Can't speak for bath fitter, but we never leave mold behind. It is cut out and green board goes up. Sub floor gets replaced etc. Only about 5% of our biz is tub liners. Most of the time they have to come out.


----------



## dirt diggler

sales guy said:


> Can't speak for bath fitter, but we never leave mold behind. It is cut out and green board goes up. Sub floor gets replaced etc. Only about 5% of our biz is tub liners. Most of the time they have to come out.


one note though, if it helps - just cutting the mold-afflicted areas out will not completely solve the problem


----------



## woodmagman

sales guy said:


> At least at our three locations we only do about 5% tub liners. Most of the time even with cast iron we recommend a tear out.


That is interesting, I would not have suspected that would be the case as your entire marketing is based on covering up the cast iron tubs....So the cost effective approach is just to get your foot in the door and if it is an easy job you slap in a liner and if it is a R&R you do it all..95% of the time. That I can agree with.


----------



## go dart

sales guy standing on his own two feet. good job! locally here (kc) home depot bought the liner co and made a bad product even worse. you're guilty by association although i believe you work for a better liner co if there is one.


----------



## SuperiorBuilt

sales guy said:


> Can't speak for bath fitter, but we never leave mold behind. It is cut out and green board goes up. Sub floor gets replaced etc. Only about 5% of our biz is tub liners. Most of the time they have to come out.

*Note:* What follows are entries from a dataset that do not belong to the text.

PR #192, opened 2024-01-22
Avoid having two ISO SRs at the same time during tests

stormi:
In ISO SR tests, there are package-scoped fixtures for SRs, which is what we usually do in other storage tests. But here, in the same package, we test ISO SR, NFS ISO SR, and CIFS ISO SR.

As a result we start creating a new SR when the previous one hasn't been teared down yet.

By giving these fixtures the `module` scope, we ensure teardown happens at the end of each test file. The counterpart is that we may create and destroy the same SR twice, successively, because there are two test files per SR type. However, since the second file is each time dedicated to tests with reboot, and that we usually run these in a separate job, this doesn't add any overhead to the current test jobs.

### DIFF
--- a/tests/storage/iso/conftest.py
+++ b/tests/storage/iso/conftest.py
@@ -13,7 +13,7 @@ def create_local_iso_sr(host, location):
     }
     return host.sr_create('iso', "ISO-local-SR-test", device_config, verify=True)
 
-@pytest.fixture(scope='package')
+@pytest.fixture(scope='module')
 def local_iso_sr(host, formatted_and_mounted_ext4_disk):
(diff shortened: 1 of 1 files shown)


stormi:
To reviewers: it's not so easy to describe the issue, so if you want I can demonstrate it after the daily meeting today.

benjamreis (approved):

gduperrey (approved):

gduperrey:
I just ran the test on 8.2 :white_check_mark:

stormi:
@gthvn1 too late :)

gthvn1:
who is silent consents :)

PR #195, opened 2024-02-06
xcp-ng-diff.py: Add support for packages diff

tescande:


scripts/xcpng-fs-diff.py
```diff
@@ -228,9 +244,14 @@ def compare_data(ref, test, show_diff):
                 continue
 
             if ref_data[dtype][file] != test_data[dtype][file]:
-                print("{} differs: {}".format(dtype, file))
-                if show_diff:
-                    remote_diff(ref_host, test_host, file)
+                print("{} differs: {}".format(dtype, file), end='')
+                if dtype == 'package':
+                    print(" (ref={}, test={})".format(ref_data[dtype][file],
```
stormi, line 213: We tend to prefer f-strings rather than .format (I should have mentioned it in a previous review)

scripts/xcpng-fs-diff.py
```diff
@@ -228,9 +244,14 @@ def compare_data(ref, test, show_diff):
...
+                                                      test_data[dtype][file]))
+                else:
+                    print("")
+                    if show_diff:
+                        remote_diff(ref_host, test_host, file)
```
stormi, line 218: If show_diff is false, you just print a newline? I haven't checked the rest of the script so maybe it makes sense.

scripts/xcpng-fs-diff.py
tescande: OK, let me add a commit to change all `print` in the script

stormi (approved):

ydirson (approved):
At first I was not sure why you chose "data" over "files", to me that still looked like "comparing files".  Maybe expand the note, telling that you're renaming functions that will take a larger role than just dealing with files.

benjamreis (approved):

tescande:
> At first I was not sure why you chose "data" over "files", to me that still looked like "comparing files". Maybe expand the note, telling that you're renaming functions that will take a larger role than just dealing with files.

Sorry @ydirson, completely missed your comment, it was not intentionally ignored. I merged it directly as I saw everybody's approval.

 I'm curious if you remove mold areas from the shower pocket (tiled area) why not you install concrete backer board instead of a MR sheetrock?
I agree with some of the other: there are 2 different types of bath room remodels - the full gut job and the cover method. only the HO can really make the call on this one. I would personally go with a full gut job if there are any signs of mold or wood rot.


----------



## ApgarNJ

I personally have never seen one of these liners installed but it sounds like it would look pretty bad afterwards unless you look at from afar and don't reallly touch it. 
the good thing is, that there is a wide range of homeowners and some dont want the gut job and are happy with a hotel looking plastic bathroom.

there is a place for each job. i prefer the gut to the studs job and clean up any mold if it is there. 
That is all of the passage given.